An exact copy of every record is the required answer.

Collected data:
= Beginning of Section =

PR #3947, opened 2026-07-13
#3847. Add README.md

sgrekhov:
I'll add links to this readme file later in a separate PR

### DIFF
--- a/TypeSystem/inference/README.md
+++ b/TypeSystem/inference/README.md
@@ -1,0 +1,28 @@
+Some tests in this directory (in particular, `least_and_greatest_closure_A*.dart`) 
+check the least and greatest closure of a type. To do this, we examine the results 
+of the [UP](https://github.com/dart-lang/language/blob/main/resources/type-system/upper-lower-bounds.md#upper-bounds) 
+and [DOWN](https://github.com/dart-lang/language/blob/main/resources/type-system/upper-lower-bounds.md#lower-bounds)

= End of Section =

*RESPONSE FOR THIS EXERCISE:*
PR #3947, opened 2026-07-13
#3847. Add README.md

sgrekhov:
I'll add links to this readme file later in a separate PR

### DIFF
--- a/TypeSystem/inference/README.md
+++ b/TypeSystem/inference/README.md
@@ -1,0 +1,28 @@
+Some tests in this directory (in particular, `least_and_greatest_closure_A*.dart`) 
+check the least and greatest closure of a type. To do this, we examine the results 
+of the [UP](https://github.com/dart-lang/language/blob/main/resources/type-system/upper-lower-bounds.md#upper-bounds) 
+and [DOWN](https://github.com/dart-lang/language/blob/main/resources/type-system/upper-lower-bounds.md#lower-bounds)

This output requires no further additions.